Recorded data section start
PR #3637, opened 2022-07-31
Minor BJData fixes

falbrechtskirchinger:
These are the previously discussed minor fixes to the BJData `binary_reader` code.

* Replace the `std::vector`/`std::map` lookup tables with `std::array`s.
   This is meant to be an optimization (mostly avoiding unnecessary, repeated heap allocations). Whether `std::lower_bound()` is actually faster than `std::find`/`std::find_if` in this scenario is unknown.

* Replace `string_t::npos` with `binary_reader::npos`.

### DIFF
--- a/include/nlohmann/detail/input/binary_reader.hpp
+++ b/include/nlohmann/detail/input/binary_reader.hpp
@@ -20,7 +20,6 @@
 #include <string> // char_traits, string
 #include <utility> // make_pair, move
 #include <vector> // vector
-#include <map> // map
 
 #include <nlohmann/detail/exceptions.hpp>
 #include <nlohmann/detail/input/input_adapters.hpp>
@@ -2240,10 +2239,9 @@ class binary_reader
 
         if (current == '$')
         {
-            std::vector<char_int_type> bjdx = {'[', '{', 'S', 'H', 'T', 'F', 'N', 'Z'}; // excluded markers in bjdata optimized type
-
             result.second = get();  // must not ignore 'N', because 'N' maybe the type
-            if (JSON_HEDLEY_UNLIKELY( input_format == input_format_t::bjdata && std::find(bjdx.begin(), bjdx.end(), result.second) != bjdx.end() ))
+            if (input_format == input_format_t::bjdata
+                    && JSON_HEDLEY_UNLIKELY(std::binary_search(bjd_optimized_type_markers.begin(), bjd_optimized_type_markers.end(), result.second)))
             {
                 auto last_token = get_token_string();
                 return sax->parse_error(chars_read, last_token, parse_error::create(112, chars_read,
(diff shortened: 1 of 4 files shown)


include/nlohmann/detail/input/binary_reader.hpp
```diff
@@ -2492,23 +2494,23 @@ class binary_reader
...
+            if (JSON_HEDLEY_UNLIKELY(it == bjd_types_map.end() || it->first != size_and_type.second))
             {
                 auto last_token = get_token_string();
                 return sax->parse_error(chars_read, last_token, parse_error::create(112, chars_read,
                                         exception_message(input_format, "invalid byte: 0x" + last_token, "type"), nullptr));
             }
 
-            if (JSON_HEDLEY_UNLIKELY(!sax->key(key) || !sax->string(bjdtype[size_and_type.second]) ))
+            string_t type = it->second;
+            if (!sax->key(key) || !sax->string(type))
```
nlohmann, line 2513: Why did you remove the `JSON_UNLIKELY` here? So far, we always added it for the error cases.

falbrechtskirchinger: Probably a mistake introduced while resolving merge conflicts.

include/nlohmann/detail/input/binary_reader.hpp
```diff
@@ -2492,23 +2494,23 @@ class binary_reader
         // if bit-8 of size_and_type.second is set to 1, encode bjdata ndarray as an object in JData annotated array format (https://github.com/NeuroJSON/jdata):
         // {"_ArrayType_" : "typeid", "_ArraySize_" : [n1, n2, ...], "_ArrayData_" : [v1, v2, ...]}
 
-        if (input_format == input_format_t::bjdata && size_and_type.first != string_t::npos && (size_and_type.second & (1 << 8)) != 0)
+        if (input_format == input_format_t::bjdata && size_and_type.first != npos && (size_and_type.second & (1 << 8)) != 0)
         {
-            std::map<char_int_type, string_t> bjdtype = {{'U', "uint8"},  {'i', "int8"},  {'u', "uint16"}, {'I', "int16"},
```
nlohmann, line 2497: I think the `<map>` header can now also be removed from `binary_reader.hpp`.

include/nlohmann/detail/meta/cpp_future.hpp
```diff
@@ -152,15 +153,19 @@ template<> struct priority_tag<0> {};
...
 #ifndef JSON_HAS_CPP_17
-
     template<typename T>
-    constexpr T static_const<T>::value; // NOLINT(readability-redundant-declaration)
-
+    constexpr T static_const<T>::value;
 #endif
 
+template<typename T, typename... Args>
+inline constexpr std::array<T, sizeof...(Args)> make_array(Args&& ... args)
```
gregmarr, line 165: Should this be more like `to_array` from C++20?

include/nlohmann/detail/input/binary_reader.hpp
```diff
@@ -2967,7 +2970,44 @@ class binary_reader
...
+    bjd_type{'d', "single"},               \
+    bjd_type{'i', "int8"},                 \
+    bjd_type{'l', "int32"},                \
+    bjd_type{'m', "uint32"},               \
+    bjd_type{'u', "uint16"})
+
+  JSON_PRIVATE_UNLESS_TESTED:
+    // lookup tables
+    // NOLINTNEXTLINE(cppcoreguidelines-non-private-member-variables-in-classes)
+    const decltype(JSON_BINARY_READER_MAKE_BJD_OPTIMIZED_TYPE_MARKERS_) bjd_optimized_type_markers =
```
gregmarr, line 2995: Can this be `static const` and then you can use `auto` and not have to have the `decltype` and macro to repeat?

falbrechtskirchinger: I don't think so … that'll just end in clang-tidy (or is it a Clang warning flag?) complaining.

gregmarr: What would it be complaining about?

include/nlohmann/detail/meta/cpp_future.hpp
falbrechtskirchinger: Maybe. This was initially based on Library TS but isn't needed anymore in newer C++ versions. Let me look at `to_array`...

include/nlohmann/detail/input/binary_reader.hpp
falbrechtskirchinger: Exit-time destructors, same as last time we had this conversation. :-)
Don't remember which PR...

include/nlohmann/detail/meta/cpp_future.hpp
falbrechtskirchinger: No, it's definitely `make_array` from the Library Fundamentals TS. I put it in `cpp_future.hpp` because C++17 solved this problem by introducing deduction guides.

include/nlohmann/detail/input/binary_reader.hpp
gregmarr: Ah, thanks, didn't remember that.

include/nlohmann/detail/meta/cpp_future.hpp
falbrechtskirchinger: Yes? That's what I said?

> based on Library [Fundamentals] TS but isn't needed anymore in newer C++ versions

> I put it in cpp_future.hpp because C++17 solved this problem by introducing deduction guides.

gregmarr: I was referring to the part about `std::to_array` being in C++20.

gregmarr: If you want to keep it based on the old `make_array` that's fine too, just pointing out the current standardized name.

gregmarr: Okay, I was looking at being the same as this example `std::to_array({ 0, 2, 1, 3 });`

falbrechtskirchinger:
Wow! This improves performance parsing a 136M document by 0.3%. This was truly worth it! :rofl:

falbrechtskirchinger:
Looks good to me.

nlohmann (approved):
Looks good to me.

PR #3643, opened 2022-08-01
Miscellaneous small fixes

falbrechtskirchinger:
* Fix lgtm issues: https://lgtm.com/projects/g/nlohmann/json/alerts/?mode=list.
* Fix `serve_header.py` always exiting with 0 error code.
* Replace deprecated function use in `serve_header.py`.

I may leave this here for a while, in case I find more issues like this. Chances are, of course, I'll find another one moments after this one has been merged. :-)

### DIFF
--- a/.lgtm.yml
+++ b/.lgtm.yml
@@ -1,0 +1,4 @@
+path_classifiers:
+  thirdparty:
+    - /tools/amalgamate
+    - /tools/cpplint
--- a/tests/src/unit-readme.cpp
+++ b/tests/src/unit-readme.cpp
@@ -106,12 +106,10 @@ TEST_CASE("README" * doctest::skip())
             json j = "{ \"happy\": true, \"pi\": 3.141 }"_json; // NOLINT(modernize-raw-string-literal)
 
             // or even nicer with a raw string literal
-            auto j2 = R"(
-          {
-            "happy": true,
-            "pi": 3.141
-          }
-        )"_json;
+            auto j2 = R"({
+                "happy": true,
+                "pi": 3.141
+            })"_json;
 
             // or explicitly
             auto j3 = json::parse(R"({"happy": true, "pi": 3.141})");
@@ -160,10 +158,10 @@ TEST_CASE("README" * doctest::skip())
             CHECK(foo == true);
 
             // other stuff
-            j.size();     // 3 entries
-            j.empty();    // false
-            j.type();     // json::value_t::array
-            j.clear();    // the array is empty again
+            CHECK(j.size() == 3);                     // 3 entries
+            CHECK_FALSE(j.empty());                   // false
+            CHECK(j.type() == json::value_t::array);  // json::value_t::array
+            j.clear();                                // the array is empty again
 
             // create an object
             json o;
@@ -172,6 +170,7 @@ TEST_CASE("README" * doctest::skip())
             o["baz"] = 3.141;
 
             // find an entry
+            CHECK(o.find("foo") != o.end());
             if (o.find("foo") != o.end())
             {
                 // there is an entry with key "foo"
@@ -266,9 +265,9 @@ TEST_CASE("README" * doctest::skip())
         {
             // a JSON value
             json j_original = R"({
-          "baz": ["one", "two", "three"],
-          "foo": "bar"
-        })"_json;
+                "baz": ["one", "two", "three"],
+                "foo": "bar"
+            })"_json;
 
             // access members with a JSON pointer (RFC 6901)
             j_original["/baz/1"_json_pointer];
@@ -276,10 +275,10 @@ TEST_CASE("README" * doctest::skip())
 
             // a JSON patch (RFC 6902)
             json j_patch = R"([
-          { "op": "replace", "path": "/baz", "value": "boo" },
-          { "op": "add", "path": "/hello", "value": ["world"] },
-          { "op": "remove", "path": "/foo"}
-        ])"_json;
+                { "op": "replace", "path": "/baz", "value": "boo" },
+                { "op": "add", "path": "/hello", "value": ["world"] },
+                { "op": "remove", "path": "/foo"}
+            ])"_json;
 
             // apply the patch
             json j_result = j_original.patch(j_patch);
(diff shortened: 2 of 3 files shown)


tools/cpplint/cpplint.py
```diff
@@ -4852,7 +4852,6 @@ def CheckStyle(filename, clean_lines, linenum, file_extension, nesting_state,
   # if(match(prev, " +for \\(")) complain = 0;
   # if(prevodd && match(prevprev, " +for \\(")) complain = 0;
   scope_or_label_pattern = r'\s*(?:public|private|protected|signals)(?:\s+(?:slots\s*)?)?:\s*\\?$'
-  classinfo = nesting_state.InnermostClass()
```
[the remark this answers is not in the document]
falbrechtskirchinger: Because of this lgtm issue:

https://lgtm.com/projects/g/nlohmann/json/snapshot/4ce8114e8bcc36495bed4b4505157e9bdf984156/files/tools/cpplint/cpplint.py?sort=name&dir=ASC&mode=heatmap#x24ea1ee68e875673:1

I know it'll be overwritten next time you update if upstream hasn't fixed it.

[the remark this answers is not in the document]
nlohmann: I think we should exclude external code from lgtm.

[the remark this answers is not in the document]
falbrechtskirchinger: If you can do that, that would of course be preferred.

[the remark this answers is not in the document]
nlohmann: It can be configured with a `.lgtm.yml` file, see https://lgtm.com/help/lgtm/lgtm.yml-configuration-file.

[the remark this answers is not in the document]
falbrechtskirchinger: Ah, I'll do that then.

falbrechtskirchinger:
Looks good to me.

@nlohmann I'll leave it up to you whether you'd prefer collecting more small stuff here or if you'd want to merge it now.
I'd only tweak the title once I know the final content.

I've tested `server_header.py` (runs and serves requests).
GDB pretty printer received some limited testing as part of the inline namespace PR, it still works on a simple JSON object.

.lgtm.yml
```diff
@@ -0,0 +1,4 @@
+path_classifiers:
+  thirdparty:
+    - /tools/amalgamate
+    - /tools/cpplint
```
falbrechtskirchinger, line 4: I'm not 100% sure that absolute paths are valid. It is used in one example like so: `exclude: /` (exclude everything)

We could customize path classification completely, but I don't know if anyone cares to keep this up-to-date. This just hides the `cpplint.py` alert.

The other issue was not – as I suspected – because of `single_include/` but because of the addition of the 3.10.5 header as part of the ABI test. This was fixed by simply renaming the header guard to match the file name (`json_v3_10_5.hpp`).

tests/src/unit-readme.cpp
```diff
@@ -105,11 +105,11 @@ TEST_CASE("README" * doctest::skip())
 
             // or even nicer with a raw string literal
             auto j2 = R"(
-          {
-            "happy": true,
-            "pi": 3.141
-          }
-        )"_json;
+                {
```
nlohmann, line 108: This is a curious whitespace change.

tests/src/unit-readme.cpp
```diff
@@ -158,10 +158,10 @@ TEST_CASE("README" * doctest::skip())
             CHECK(foo == true);
 
             // other stuff
-            j.size();     // 3 entries
-            j.empty();    // false
-            j.type();     // json::value_t::array
-            j.clear();    // the array is empty again
+            CHECK(j.size() == 3);                     // 3 entries
```
nlohmann, line 161: Just FYI: I copied the code snippets from the README here to make sure they compile in the first place. In an ideal world, the README would be shorter and have more pointers to the documentation - or we'd have a means to strip code snippets from the README and check them automatically.

Anyway, I appreciate this approach of converting the README code to proper tests.

tools/serve_header/serve_header.py
```diff
@@ -240,7 +240,7 @@ def stop(self):
         self.observer.stop()
         self.observer.join()
 
-class HeaderRequestHandler(SimpleHTTPRequestHandler):
+class HeaderRequestHandler(SimpleHTTPRequestHandler): # lgtm[py/missing-call-to-init]
```
nlohmann, line 243: Why don't you call `SimpleHTTPRequestHandler`'s `__init__` function?

tests/src/unit-readme.cpp
falbrechtskirchinger: I think I just indented it to bring the closing `)` to the correct level. Makes sense that it was off given you just pasted it from the README.

tests/src/unit-readme.cpp
falbrechtskirchinger: I added the first 3 checks just because of lgtm. It's not really necessary, since lgtm ignore test code, but it seemed like a good idea.

tools/serve_header/serve_header.py
falbrechtskirchinger: I do. `BaseRequestHandler` doesn't and that seems to be a deliberate choice.

> Class HeaderRequestHandler may not be initialized properly as method BaseRequestHandler.__init__ is not called from its __init__ method.

tests/src/unit-readme.cpp
```diff
@@ -160,10 +160,10 @@ TEST_CASE("README" * doctest::skip())
...
+            CHECK_FALSE(j.empty());                   // false
+            CHECK(j.type() == json::value_t::array);  // json::value_t::array
```
gregmarr, line 165: Are these comments needed?  They seem pretty redundant and could potentially become stale.

falbrechtskirchinger: :man_shrugging:

As Niels mentioned earlier, he just copy & pasted the README.

shaischaudhry (approved):

tests/src/unit-readme.cpp
gregmarr: Ah, I missed that the checks were part of the readme too.

falbrechtskirchinger:
Several items in here have made it into other PRs. I've removed them.
Looks good to me.

nlohmann (approved):
Looks good to me.

PR #3651, opened 2022-08-02
Add Discord badge to README

falbrechtskirchinger:
Add the Shields.io Discord badge with a permanent invite link to the README.

> To use the Discord badge a Discord server admin must enable the widget setting on the server.


nlohmann:
I think we should make clear that Discord will not be a support channel, but a means to coordinate the development. A badge is fine, but this should also go to the README.

nlohmann:
FYI: Enabled the widget in the server settings.

nlohmann (changes requested):
We should mention in https://github.com/nlohmann/json#support that the Discord channel is to coordinate library development and not meant as a means to provide support.

falbrechtskirchinger:
If the server starts attracting a healthy number of people, I don't see why we couldn't add a dedicated support channel?

nlohmann:
> If the server starts attracting a healthy number of people, I don't see why we couldn't add a dedicated support channel?

I am hesitant, because I still get a lot of emails from people asking support, and I stopped answering (and only referred them to GitHub), because such a 1:1 communication has no benefit to others.

Let's just see what happens now, and we can still change our policy later.

nlohmann (approved):
Looks good to me.

PR #3660, opened 2022-08-03
Publish documentation on push to develop branch

nlohmann:
## Changes

- add workflow to publish documentation on push to develop branch
- minor changes:
  - make sure bash is used in docset Makefile (not needed here, but calling the Makefile in GitHub actions yielded errors, because `/bin/sh` was used as default shell)
  - bump version of `plantuml-markdown` package

## Notes

The concurrency setting make sure that no two jobs of the workflow run concurrently. Jobs are waiting until previous jobs complete:

Screen Shot 2022-08-03 at 10 11 27

### DIFF
--- a/.github/workflows/publish_documentation.yml
+++ b/.github/workflows/publish_documentation.yml
@@ -17,7 +17,11 @@ jobs:
     runs-on: ubuntu-latest
     steps:
       - uses: actions/checkout@v3
+      - name: install PlantUML
+        run: sudo apt-get install -y plantuml
+      - name: install virtual environment
+        run: make install_venv -C docs/mkdocs
       - name: build documentation
-        run: make install_venv build -C docs/mkdocs
+        run: make build -C docs/mkdocs
       - name: publish documentation
         run: make publish -C docs/mkdocs
--- a/.github/workflows/publish_documentation.yml
+++ b/.github/workflows/publish_documentation.yml
@@ -4,8 +4,7 @@ name: Publish documentation
 on:
   push:
     branches:
-      #- develop
-      - documentation_update
+      - develop
 
 # we don't want to have concurrent jobs, and we don't want to cancel running jobs to avoid broken publications
 concurrency:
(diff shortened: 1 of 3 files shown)


falbrechtskirchinger:
>   * make sure bash is used in docset Makefile (not needed here, but calling the Makefile in GitHub actions yielded errors, because `/bin/sh` was used as default shell)

FYI, `/bin/sh` is symlinked to `dash` on Ubuntu.

.github/workflows/publish_documentation.yml
```diff
@@ -0,0 +1,33 @@
...
+  cancel-in-progress: false
+
+jobs:
+  publish_documentation:
+    runs-on: ubuntu-latest
+    steps:
+      - uses: actions/checkout@v3
+
+      # We need a recent PlantUML version to generate UML diagrams. The version from Ubuntu is outdated, so we
+      # need to replace the JAR file with a release from PlantUML's GitHub page.
```
falbrechtskirchinger, line 21: Is that true for `ubuntu-22.04`?

nlohmann:
> FYI, `/bin/sh` is symlinked to `dash` on Ubuntu.

Alright. It still did not work. I was trying to have an up-to-date docset somewhere, but the artifacts of GitHub are not too useful here.

falbrechtskirchinger (approved):
Looks good to me.

.github/workflows/publish_documentation.yml
nlohmann: Is that newer than ubuntu-latest?

falbrechtskirchinger: In `ubuntu-22.04` the version is 1.2020.2 and in `ubuntu-latest` (20.04), it is 1.2018.13.

nlohmann: I'll give it a try.

nlohmann: Nice - this makes things much easier and with fewer dependencies.

PR #3667, opened 2022-08-03
Add `operator<` to `json_pointer`, to allow use as a map key

khiner:
Hopefully, the commit description is self-explanatory.

This will require new unit tests, which I can write and add to this PR, but I wanted to get a sanity check that there's not some reason this is a bad idea.

Thank you!


falbrechtskirchinger:
FYI, there's another PR in flight, fixing a regression involving equality comparison (#3664). Seeing that the other operators are missing, I was planning on adding the rest eventually. This is a start.

khiner:
I am having trouble finding the actual issue behind the [failing amalgamation test](https://github.com/nlohmann/json/runs/7660216928?check_suite_focus=true). As far as I can tell, the indentation style matches the surrounding code exactly. Could someone more familiar with this test please help decipher? 🙏

falbrechtskirchinger:
`single_include/nlohmann/json.hpp` is missing. You need to run `make amalgamate` and add `single_include/nlohmann/json.hpp` to your commit. See https://github.com/nlohmann/json/blob/develop/.github/CONTRIBUTING.md#files-to-change.

khiner:
Ah! Sorry I missed that 🤦‍♂️

falbrechtskirchinger:
This still looks off. Did you let your editor reformat any of the files?

We use Artistic Style which does not create reproducible formatting. I.e., differently formatted input may produce different output.

khiner:
Hrm, there are no changed files in my `lib/json` directory. The only changes from `develop` whatsoever were the `json_pointer.hpp` changes in this PR. I exclude `lib/json/**` from formatting explicitly in my IDE settings. Maybe something about my environment caused `make amalgamate` to run differently? Maybe you could try running with just my non-amalgamate changes?

falbrechtskirchinger:
Fixed it for you. https://github.com/khiner/json/pull/1/

khiner:
Thanks @falbrechtskirchinger ! I rebased that on my branch. Still not sure why the run output is different between us 🤷‍♂️

khiner:
ayy looks like the other equality operators PR got in, so looks like I'll have to rework this one

falbrechtskirchinger:
We're moving fast right now because we want to get v3.11.2 out the door ASAP.

FYI, my Artistic Style version is:
```
$ astyle --version
Artistic Style Version 3.1
```
Don't know if that might be causing the difference.

khiner:
Turns out I didn't have `astyle` installed at all, heh. So that explains that. Doesn't seem like it should run without warning/error in that case though. Either way, after installing, my `amalgamate` doesn't mess with other lines I didn't touch.

I'm opening up a new PR based off current `develop`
Recorded data section end
* _Directions for this task_
Find the word "create" in the listing above. Copy each line where it appears.

* _Your response_
                 return sax->parse_error(chars_read, last_token, parse_error::create(112, chars_read,
                 return sax->parse_error(chars_read, last_token, parse_error::create(112, chars_read,
             // create an object
We use Artistic Style which does not create reproducible formatting. I.e., differently formatted input may produce different output.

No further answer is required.